Friday, October 14, 2011

Never Enough Time For The Ones You Love

Uncle Milo and Aunt Beulah the day before he passed away.

It's been about two years since my Uncle Milo passed away. Uncle Milo was married to my father’s sister, Aunt Beulah. My family asked me to say a few words at the funeral, and I was honored to do so. At first I wasn’t too sure what I would talk about, but when I sat down and thought about Uncle Milo - thought about the man he was and what had transpired the day before he passed - it became abundantly clear to me what I was going to say that day.

While many of you don’t know my Uncle Milo, or may not have a strong connection with him, I think you will be able to connect with the words I shared with my family that day. Let’s not be afraid to tell the people we cherish and care about that we love them - there just may not be enough time to wait.

My speech…

We are not here today to mourn the death of Milo Dennis Simmons, but to celebrate his life. Milo was a good, hardworking man, who lived a good honest life. He married his schoolgirl sweetheart, he had four children, 2 boys and 2 girls, had 8 grandchildren, and 14 great grandchildren that he loved dearly and whom loved him back. He and Aunt Beulah lived in the same little white house on the hill most of their lives together, and were married for 67 years. Uncle Milo lived to be 87 years old doing the things he loved to do in life, hunt, fish, garden, farm, mill wood, raise horses, mules, and hound dogs, and spend time with his family, many of which lived just lived over yonder, or down the road, or across the street - we should all be so fortunate.

But, even though he lived a full 87 years, for the ones that were left behind, it wasn’t long enough. Milo could have lived to be over 100 years old and it would not have been long enough. It’s never long enough. Why is that? It’s because when we lose someone we love, we realize how little time we have on this earth with them. We don’t get to choose how or when we are brought into this world, and most of us don’t get to choose how or when we leave. We realize that every minute - every second - is a precious gift that shouldn’t be wasted on pettiness, or grudges, or hatred, or wounded pride.

Every second that passes by draws us nearer to our own end. That’s why it’s so important for us to love one another while we still have time.

I’m so thankful that I was able to spend some time with Uncle Milo the day before he passed. So thankful that I got to see Aunt Beulah stroke his hair, and hold his hand, and tell him that she loved him, and hear him say that he loved her too.

They didn’t need to say it - they had known each other nearly all their lives - and no doubt had said it thousands upon thousands of times to each other before. All they needed was to look into each other's eyes to see love - but they said it anyway. They said it because it’s important to say it to the ones you love - it’s even more important to hear those words from the ones you love.
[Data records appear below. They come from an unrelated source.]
PR #11657, opened 2026-09-11
:zap: Fetch only caller share-link in view-only bundle

### LINKED ISSUE #11633: Fetch only the caller's share-link in the view-only bundle
### Description

Follow-up hardening to #11285 / #11286 (GHSA-w8mf-4x22-24gg, duplicate GHSA-6fj3-8xh8-x8h3): `get-view-only-bundle` (`backend/src/app/rpc/commands/viewer.clj`) returns the correct rows since #11286, but on the anonymous path it still runs `SELECT * FROM share_link WHERE file_id = ?`, loads every sibling secret token into memory, and only then drops the siblings with `filterv #(= (:id %) share-id)`.

The proposal is predicate pushdown: when `(:type perms)` is `:share-link`, fetch at most one row with `db/get* conn :share-link {:id share-id :file-id file-id}` so sibling tokens never leave Postgres; the member/owner path keeps the full `db/query {:file-id file-id}` list that the share-management dialog needs.

### Use case

Defense in depth for share-link secrecy (a later log, error dump, or refactor touching `links` before the filter cannot re-expose sibling tokens), plus a smaller read on the hot anonymous viewer path; no user-visible behavior change.

### Proposed change

Single `let` binding in `get-view-only-bundle`, one file (`backend/src/app/rpc/commands/viewer.clj`), mirroring the precedent in `get-file-permissions` (`backend/src/app/binfile/common.clj:391`), which already resolves the same credential with `db/get* {:id share-id :file-id file-id}`.

Before:

```clojure
links (cond->> (->> (db/query conn :share-link {:file-id file-id})
                    (mapv (fn [row] (-> row (update :pages db/decode-pgarray #{}) (dissoc :flags)))))
        (= :share-link (:type perms))
        (filterv #(= (:id %) share-id)))
```

After (sketch):

```clojure
decode-link (fn [row] (-> row (update :pages db/decode-pgarray #{}) (dissoc :flags)))
links (if (= :share-link (:type perms))
        (->> (db/get* conn :share-link {:id share-id :file-id file-id}) (some-> decode-link vector) (or []))
        (->> (db/query conn :share-link {:file-id file-id}) (mapv decode-link)))
```

Behavior cases: (a) anonymous holder of restrictive L1 (`share-id: aaa`, file `F`) gets `[aaa]` with SQL `WHERE id = 'aaa' AND file_id = 'F'` instead of loading `[aaa, bbb]` then filtering; (b) owner/member (`:type :membership`) still gets the full list so `frontend/src/app/main/ui/viewer/share_link.cljs` (`d/seek` over `slinks`, `assoc :share-id (:id slink)`) keeps working; (c) cross-file replay (`bbb` from `F` used against `G`) still fails closed via the composite predicate (`nil` → `:not-found` / `[]`); (d) defensive nil `share-id` yields `[]`, never falls back to all rows. The own `:id` stays in the response because the caller already sent it and the viewer dialog matches on it; shape (`:share-links` vector of decoded rows) is unchanged.

### Acceptance criteria

1. Anonymous `get-view-only-bundle` response is byte-identical to today (only the caller's row).
2. Owner/member response still holds all rows.
3. No sibling `:id` reaches the backend process on the anonymous path (single-row SQL).
4. Existing `share-link-token-disclosure` test in `backend/test/backend_tests/rpc_viewer_test.clj` stays green; suggested addition: cross-file case asserting `:not-found` when `share-id` from file `F` is used with another file `G`.

### Affected versions

main (post 2.18.0 / #11286).

makesomethingshit:

### Related Ticket

Closes #11633

### Summary

`get-view-only-bundle` no longer loads every sibling share-link row for a file and filters in memory. When the caller authenticates via share-link, the handler now resolves only the caller's row with a composite `(id, file-id)` predicate (`db/get*`), then decodes `:pages` and strips deprecated `:flags` exactly as before, wrapped in a one-element vector (empty vector when the row is absent). The membership/owner path still fetches the full share-link list with `db/query {:file-id ...}`, so the share-management UI is unaffected. No permission-model, schema, frontend, migration, or linked-library changes.

### Steps to reproduce

1. Create a file with two share-links L1 and L2.
2. Request the view-only bundle with L1 as an anonymous caller.
3. Response `:share-links` contains only L1 (previously the backend read all sibling rows before filtering).
4. Request the same bundle as the file owner: both L1 and L2 are returned.
5. Replaying L1 against a different file fails closed (`:not-found` / `:object-not-found`); anonymous requests without a share-id also return `not-found`.

### Verification status

- `git diff --check` and `./scripts/check-commit` pass on the head commit.
- `cljfmt check` on the two changed files (`viewer.clj`, `rpc_viewer_test.clj`) passes: "All source files formatted correctly".
- `clj-kondo` lint (same args as the backend script): errors 0, warnings 11 — all pre-existing in unrelated files, 0 in `viewer.clj`.
- Backend suite (`rpc_viewer_test`, including `share-link-token-disclosure` and the two new regression tests) has NOT been executed: no `clojure` CLI, no Postgres credentials (password prompt, not guessed), no Valkey/Redis or docker in the contributing environment. Not claimed as passing.

### Checklist

- [ ] Include screenshots or videos, if applicable. (Not applicable: backend-only change.)
- [x] Add or modify existing integration tests in case of bugs or new features, if applicable. (Extended \share-link-token-disclosure` with a predicate-pushdown regression test and cross-file replay coverage.)`
- [ ] Refactor any modified SCSS files following the refactor guide. (Not applicable.)
- [ ] Check CI passes successfully. (Triage pass; commit-message check skipping. See Verification status for locally-run checks.)

### DIFF
--- a/backend/src/app/rpc/commands/viewer.clj
+++ b/backend/src/app/rpc/commands/viewer.clj
@@ -89,18 +89,27 @@
                      (mapv (fn [{:keys [id] :as lib}]
                              (merge lib (bfc/get-file cfg id)))))
 
-        links   (cond->> (->> (db/query conn :share-link {:file-id file-id})
-                              (mapv (fn [row]
-                                      (-> row
-                                          (update :pages db/decode-pgarray #{})
-                                          ;; NOTE: the flags are deprecated but are still present
-                                          ;; on the table on old rows. The flags are pgarray and
-                                          ;; for avoid decoding it (because they are no longer used
-                                          ;; on frontend) we just dissoc the column attribute from
-                                          ;; row.
-                                          (dissoc :flags)))))
-                  (= :share-link (:type perms))
-                  (filterv #(= (:id %) share-id)))
+        decode-link
+        (fn [row]
+          (-> row
+              (update :pages db/decode-pgarray #{})
+              ;; NOTE: the flags are deprecated but are still present
+              ;; on the table on old rows. The flags are pgarray and
+              ;; for avoid decoding it (because they are no longer used
+              ;; on frontend) we just dissoc the column attribute from
+              ;; row.
+              (dissoc :flags)))
+
+        ;; NOTE: on the share-link path we fetch at most the caller's own
+        ;; row with a composite (id, file-id) predicate, so sibling tokens
+        ;; never leave postgres. The membership path keeps the full list
+        ;; the share-management UI needs. A nil share-id never falls back
+        ;; to the full query; it simply resolves to an empty vector.
+        links   (if (= :share-link (:type perms))
+                  (if-some [row (db/get* conn :share-link {:id share-id :file-id file-id})]
+                    [(decode-link row)]
+                    [])
+                  (mapv decode-link (db/query conn :share-link {:file-id file-id})))
 
         fonts   (db/query conn :team-font-variant
                           {:team-id (:id team)
--- a/backend/test/backend_tests/rpc_viewer_test.clj
+++ b/backend/test/backend_tests/rpc_viewer_test.clj
@@ -206,6 +206,41 @@
         (t/is (some #(= link-a-id (:id %)) share-links))
         (t/is (some #(= link-b-id (:id %)) share-links))))
 
+    (t/testing "share-link viewer does not query sibling share-links"
+      ;; Direct regression test for the predicate-pushdown invariant:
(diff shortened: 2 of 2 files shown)


niwinz:
Thanks :heart:

PR #11664, opened 2026-09-14
:bug: Fix form select label resetting to its default option

### LINKED ISSUE #11663: Access token expiration select always shows Never after picking another option
### Steps to reproduce

1. Go to **Your account > Integrations** and click **Create new access token**.
2. Type a name.
3. Open the **Expiration date** select and pick **30 days** (or any option other than **Never**).

### Expected behavior

The select keeps showing **30 days**.

### Actual behavior

The select immediately shows **Never** again. Picking again does not help: it snaps back on every re-render.

The value that is submitted is actually the picked one (the created token expires in 30 days and the success dialog says so), so only the label is wrong, but it makes users believe they can only create non-expiring tokens.

### Cause

`app.main.ui.ds.controls.select/select*` resets its selected id to `default-selected` whenever `options` changes identity:

```clojure
(mf/with-effect [default-selected options]
  (reset! selected-id* (get-selected-option-id options default-selected)))
```

`rumext.v2/deps` compares vectors by identity, and the access token dialog builds its `options` vector inline, so every re-render re-runs the effect. Picking an option updates the form state, which re-renders the dialog, which resets the label to `default-selected "never"`.

`app.main.ui.forms/form-select*` passes the form value to `select*` as `:value`, but `select*` does not read `value`, so the reset never lands on the form value.

### Environment

- Penpot 2.17.2 (self-hosted, Docker). The same code is on `develop` and `staging`.
- Chromium 145 (headless) and Chrome on macOS.

chulgil:

### Related Ticket

Closes #11663

## What

- On **Your account > Integrations > Create new access token**, picking any expiration other than **Never** made the select show **Never** again right away.
- The submitted value was already the picked one (the token expired as chosen), so only the label was wrong, but it made users believe only non-expiring tokens could be created.

## Why

- `select*` resets its selected id to `default-selected` in `(mf/with-effect [default-selected options] ...)`.
- `rumext.v2/deps` compares vectors by identity, and the access token dialog builds its `options` vector inline, so every re-render re-runs that effect.
- Picking an option updates the form state, which re-renders the dialog, which resets the label to `default-selected "never"`.
- `form-select*` passes the form value to `select*` as `:value`, but `select*` does not read `value`, so the reset never landed on the form value.

## How

- `form-select*` now passes the form value as `:default-selected` when it is a non-blank string, so the reset lands on the picked option.
- While the form value is blank, the caller's own `default-selected` still applies, so selects without an initial value behave as before.
- The fix lives in `form-select*` rather than in the access token dialog, so every form-bound select (e.g. the invite role select) shows the form value consistently.

### Checklist

- [x] Add a detailed explanation of how to reproduce the issue and/or verify the fix, if applicable. (See #11663.)
- [x] Refactor any modified SCSS files following the refactor guide. (No SCSS changes.)

### Verification

- `clj-kondo` (v2026.07.24, repo config): 0 errors, 0 warnings, same as before the change.
- `cljfmt check` (0.16.5, repo config): formatted correctly.
- Behavior was verified on a self-hosted Penpot 2.17.2 by applying the equivalent change to the compiled `form-select*`: picking 30/60/90 days now keeps the label, and the created tokens expire as picked (2026-10-14, 2026-11-13).
- The ClojureScript source change itself was not compiled locally; CI will be the first full build.


niwinz:
Thanks, i will backport it to 2.18.0

PR #11693, opened 2026-09-14
:bug: Harden browser logging against invalid levels

### LINKED ISSUE #11690: Browser app crashes when logging receives an empty level and misses fatal level
### Description

The browser app crashes with an uncaught exception `invalid level provided to level->int function: nil` originating in `app.common.logging/level->int`, reachable from the dashboard bundle. Any `nil`/unknown log level (for example calling the JS-exported `debug.set_logging()` with no argument, or `setup!` with `{:app nil}`) throws instead of being ignored, so a logging call takes down the whole app and files its own error report. Additionally, the `:fatal` level allowed by the log-record schema has no branch in `level->int`/`level->color`/`level->name`, so logging at `:fatal` in the browser crashes the same way.

### Steps to reproduce

1. Open the dashboard in a browser.
2. In the devtools console, run `debug.set_logging()` with no argument (or `debug.set_logging("app", "bogus")`).
3. Observe the uncaught `invalid level provided to level->int function: nil` exception.
4. Separately, evaluate a log call at `:fatal` level in CLJS and observe the same kind of throw with `{:level :fatal}`.

### Expected behavior

Invalid or empty levels warn in the console and are ignored so the app keeps running; `:fatal` works in the browser and behaves like `:error`.

### Affected versions

2.17.2

niwinz:

## What

- The browser app no longer crashes when a log call carries an empty or unknown severity level; invalid levels warn in the console and are ignored so the app keeps running.
- The schema-legal `:fatal` level now works in the browser and behaves exactly like `:error`.
- The `debug.set_logging()` console command validates its arguments instead of throwing on missing or misspelled values.

## Why

- Any `nil`/unknown level reached `level->int`, which throws on anything outside its closed keyword set, turning a single bad log call into an uncaught exception (and its own error report); the most likely trigger is `debug.set_logging()` with no argument, since `(keyword nil)` is `nil`.
- The log-record schema already admitted `:fatal` and the server already handled it, but the browser mappings had no `:fatal` branch.

## How

- **Common logging (browser branch only):** fail-soft `enabled?`/`setup!`/console handler with console warnings; `:fatal` aliased to `:error` (50/`ERR`/red); public `valid-levels`/`valid-level?`/`valid-logger?` validators; safe color/name fallbacks for corrupt records.
- **Debug bridge:** `set-logging` coerces string/keyword input safely, validates before `set-level!`, and stores string logger keys (fixing previously unreachable keyword-key writes).
- **Tests:** new `common-tests.logging-test` (both runtimes) plus a frontend `debug-logging-test` covering the exact issue repro; full common JVM suite green with no regressions.

Closes #11690


niwinz:
@copilot resolve the merge conflicts in this pull request

PR #11694, opened 2026-09-14
:sparkles: Preserve sidebar scroll positions across tab switches

### LINKED ISSUE #7440: Preserve scroll on switching between right sidebar tabs

niwinz:

## What

- Switching sidebar tabs (Layers, Assets, Tokens) no longer resets each panel's scroll position to the top; every panel returns to where the user left it.
- Closes #7440.

## Why

- Each panel unmounts on tab switch, so any in-component scroll state dies with it; positions must live in a store that outlives the panels.

## How

- **Shared helper:** new `app.main.ui.workspace.sidebar.scroll` namespace with a save function and a restore hook used by all three panels — one canonical implementation instead of per-panel copies.
- **Scoped store:** a single position map held in `left-sidebar*` (the component that stays mounted while tabs swap) and threaded to the panels as a prop; it dies with the workspace, so nothing leaks across files.
- **Settle-aware restore:** restore retries on animation frames until content height stabilises, so deep positions in lazily rendered lists (100-row chunks) are not clamped to the first chunk.
- **Per-list keys:** Layers and its search-results list, Assets, and Tokens (per token set) track positions independently.

## Testing

- New `frontend-tests.ui.sidebar-scroll-test`: 6 tests, 15 assertions covering save-per-key, missing-target no-ops, restore writes, and the settle-retry loop — green, plus `lint:clj` (0 errors) and `cljfmt` clean.
- Residual risk: real tab-switch behavior and the exact #7440 repro need a manual browser pass (tab-switch matrix, >100-item deep restore, token-set switches).


EvaMarco:
@niwinz check if filtering layers on and off reset the scroll position.

PR #11699, opened 2026-09-15
:bug: Fix stalled saving states

### LINKED ISSUE #11672: Workspace drops unsaved changes when read-only blocks persistence
### Description

When the workspace enters a read-only state while edits are still pending, those changes can stop flushing to the server. After a reload (or after leaving the mode without a successful `update-file`), the edits are lost even though they were still in memory.

The main trigger observed in production is WebGL context loss: it sets workspace `read-only?`, and persistence treated that flag as “do not save.” The same flag is also used by Inspect mode, so pending saves can stall there too.

Version preview is a related case: it also uses read-only, but it swaps in snapshot data. Entering preview with a non-empty persistence queue can stall the same way, and derived workspace watchers can create local commits against the snapshot that should never be persisted.

### Steps to reproduce

1. Open a file with render-wasm enabled and make an edit.
2. Before autosave finishes (within ~3s), lose the WebGL context (`WEBGL_lose_context.loseContext()` on the canvas).
3. Restore the context (`restoreContext()`), or wait for browser recovery.
4. Observe that no successful `update-file` runs for the pending edit (or the persistence queue stays stuck).
5. Reload the page.

Related checks (same root cause):

1. Make an edit, then switch the sidebar to Inspect before autosave finishes; confirm pending `update-file` still runs.
2. Make an edit, then open History version preview before autosave finishes; confirm live edits flush first and preview does not create commits against the snapshot.

### Expected behavior

Pending live-file edits keep saving when the UI is read-only for Inspect or WebGL context loss. Version preview only blocks persistence after live edits have been flushed, and does not generate commits against snapshot data. A reload after recover keeps the changes.

### Affected versions

Current staging / production with render-wasm.

Alotor:
### Related Ticket

Closes #11672

#### The problem

The application saves your edits in the background, a few seconds at a time. The editor also has moments when it deliberately turns read-only. 

So if the flag got stuck on, saving stopped for good. The indicator sat on "Saving…" forever. And when a save request failed, the editor threw the whole pending queue away — your unsaved work went with it, without a word.

Right now it moves to read only mode when:

- Change to inspect mode
- Preview the restore of a snapshot
- Losing a WEBGL context
- Change team role websocket notification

I’m so thankful that I followed Aunt Beulah’s lead - I had visited Uncle Milo many, many times in my life, but I don’t recall ever telling him that I loved him before leaving, even though I’m sure he knew. But before I left that day, I reached down and held his hand, and I looked into his eyes, and I told him that I loved him. I’m so thankful for those few precious moments. I had no idea that would be the last time I would see him alive.

That’s how fleeting life is. Here today - gone tomorrow. In light of that - I want everyone to turn to the person next to you, or behind you, or in front of you - and tell them that you love them. If the mood moves you to hug or kiss - don’t let that opportunity pass you by - tell them that you love them.

Don’t let pride, or impatience, or shyness, or complacency, or being in too big of a hurry to tell your loved ones that you love them. You may never get a second chance.

Uncle Milo… I love you. To my friends and family… I love you too.

Thank you.


Michael A. Walker
Defying Procrastination


Have you ever had to give a eulogy? Who was it for? What did you say?